▶ **YOUR GOAL**:
Looking at each line of the data below, tally those that contain the word "false" and give only the total.

··· THE INPUT

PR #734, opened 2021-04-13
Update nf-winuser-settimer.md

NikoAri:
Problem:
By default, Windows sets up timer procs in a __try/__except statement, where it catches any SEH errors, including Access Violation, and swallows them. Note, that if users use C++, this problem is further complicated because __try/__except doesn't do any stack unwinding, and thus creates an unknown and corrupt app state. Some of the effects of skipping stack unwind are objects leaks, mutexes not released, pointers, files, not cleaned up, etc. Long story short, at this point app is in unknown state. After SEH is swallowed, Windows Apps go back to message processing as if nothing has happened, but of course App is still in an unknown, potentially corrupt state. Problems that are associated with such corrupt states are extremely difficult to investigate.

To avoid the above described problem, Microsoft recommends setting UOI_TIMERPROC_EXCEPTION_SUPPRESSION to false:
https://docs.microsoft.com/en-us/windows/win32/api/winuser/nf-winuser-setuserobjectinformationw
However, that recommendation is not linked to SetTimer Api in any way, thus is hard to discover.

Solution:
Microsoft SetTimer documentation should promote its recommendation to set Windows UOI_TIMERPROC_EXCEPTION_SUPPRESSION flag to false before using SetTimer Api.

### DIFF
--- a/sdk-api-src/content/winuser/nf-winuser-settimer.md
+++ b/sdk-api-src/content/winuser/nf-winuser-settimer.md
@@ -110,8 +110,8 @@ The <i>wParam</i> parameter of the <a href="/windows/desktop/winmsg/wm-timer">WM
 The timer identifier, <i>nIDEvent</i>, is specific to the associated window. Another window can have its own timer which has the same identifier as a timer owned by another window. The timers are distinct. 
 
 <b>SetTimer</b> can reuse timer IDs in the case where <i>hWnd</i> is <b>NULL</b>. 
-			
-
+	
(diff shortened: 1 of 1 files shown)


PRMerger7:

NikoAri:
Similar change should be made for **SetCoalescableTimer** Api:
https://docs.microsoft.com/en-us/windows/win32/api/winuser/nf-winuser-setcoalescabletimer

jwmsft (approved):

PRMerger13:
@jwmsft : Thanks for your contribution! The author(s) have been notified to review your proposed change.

······
··· THE INPUT

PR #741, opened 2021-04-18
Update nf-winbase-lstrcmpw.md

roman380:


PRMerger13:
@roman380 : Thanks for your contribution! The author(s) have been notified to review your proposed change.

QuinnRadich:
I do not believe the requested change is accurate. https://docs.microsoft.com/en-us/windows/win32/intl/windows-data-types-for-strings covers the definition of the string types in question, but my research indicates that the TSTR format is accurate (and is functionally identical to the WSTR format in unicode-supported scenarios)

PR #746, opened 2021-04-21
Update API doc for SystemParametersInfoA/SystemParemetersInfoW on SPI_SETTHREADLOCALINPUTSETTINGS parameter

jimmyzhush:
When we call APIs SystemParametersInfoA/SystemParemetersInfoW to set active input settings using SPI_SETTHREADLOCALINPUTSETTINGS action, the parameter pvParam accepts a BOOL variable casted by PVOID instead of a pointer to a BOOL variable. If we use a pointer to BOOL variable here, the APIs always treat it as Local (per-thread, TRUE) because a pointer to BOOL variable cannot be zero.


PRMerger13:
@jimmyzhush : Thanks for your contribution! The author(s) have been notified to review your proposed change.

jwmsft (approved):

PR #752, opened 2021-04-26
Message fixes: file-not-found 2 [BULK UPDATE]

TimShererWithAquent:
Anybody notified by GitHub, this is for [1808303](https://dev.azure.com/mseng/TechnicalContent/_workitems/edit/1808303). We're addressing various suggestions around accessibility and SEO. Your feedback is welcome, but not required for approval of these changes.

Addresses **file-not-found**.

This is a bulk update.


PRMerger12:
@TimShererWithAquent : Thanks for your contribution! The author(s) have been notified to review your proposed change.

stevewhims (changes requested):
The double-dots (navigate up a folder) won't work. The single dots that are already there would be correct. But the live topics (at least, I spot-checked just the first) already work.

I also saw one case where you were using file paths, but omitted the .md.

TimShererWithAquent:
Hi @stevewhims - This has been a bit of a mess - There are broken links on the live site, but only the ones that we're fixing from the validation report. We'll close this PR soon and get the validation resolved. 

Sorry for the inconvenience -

······
··· THE INPUT

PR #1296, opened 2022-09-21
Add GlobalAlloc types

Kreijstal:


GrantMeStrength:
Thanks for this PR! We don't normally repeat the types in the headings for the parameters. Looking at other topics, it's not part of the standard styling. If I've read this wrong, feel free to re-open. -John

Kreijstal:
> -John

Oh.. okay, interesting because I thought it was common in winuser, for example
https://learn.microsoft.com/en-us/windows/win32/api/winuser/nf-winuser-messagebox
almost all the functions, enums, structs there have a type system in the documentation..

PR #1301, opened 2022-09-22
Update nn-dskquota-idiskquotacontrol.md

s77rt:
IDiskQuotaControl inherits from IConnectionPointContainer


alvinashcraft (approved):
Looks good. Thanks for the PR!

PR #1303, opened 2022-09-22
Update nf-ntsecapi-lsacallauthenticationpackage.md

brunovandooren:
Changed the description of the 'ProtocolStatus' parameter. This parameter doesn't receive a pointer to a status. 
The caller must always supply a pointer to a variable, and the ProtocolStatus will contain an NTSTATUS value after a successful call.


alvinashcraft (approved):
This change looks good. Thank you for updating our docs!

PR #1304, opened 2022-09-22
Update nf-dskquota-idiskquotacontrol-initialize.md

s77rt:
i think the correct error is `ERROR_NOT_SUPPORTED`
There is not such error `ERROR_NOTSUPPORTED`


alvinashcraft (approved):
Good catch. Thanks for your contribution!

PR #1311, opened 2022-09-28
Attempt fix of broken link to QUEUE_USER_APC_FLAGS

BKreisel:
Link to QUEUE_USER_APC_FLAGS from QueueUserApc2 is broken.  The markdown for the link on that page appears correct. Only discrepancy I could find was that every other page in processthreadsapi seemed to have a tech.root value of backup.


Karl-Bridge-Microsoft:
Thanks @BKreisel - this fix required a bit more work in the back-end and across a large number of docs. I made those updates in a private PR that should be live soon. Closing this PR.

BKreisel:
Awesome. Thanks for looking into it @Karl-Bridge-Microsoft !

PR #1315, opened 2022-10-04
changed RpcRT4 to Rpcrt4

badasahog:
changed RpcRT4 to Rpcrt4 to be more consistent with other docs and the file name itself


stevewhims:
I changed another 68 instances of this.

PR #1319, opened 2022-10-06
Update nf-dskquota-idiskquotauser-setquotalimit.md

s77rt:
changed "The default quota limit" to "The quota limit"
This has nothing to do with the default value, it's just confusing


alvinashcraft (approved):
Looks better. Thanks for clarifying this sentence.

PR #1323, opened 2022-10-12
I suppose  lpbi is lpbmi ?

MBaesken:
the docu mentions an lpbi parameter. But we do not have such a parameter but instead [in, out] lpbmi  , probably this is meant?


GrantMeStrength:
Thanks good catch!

······

▶ **YOUR SOLUTION**:
2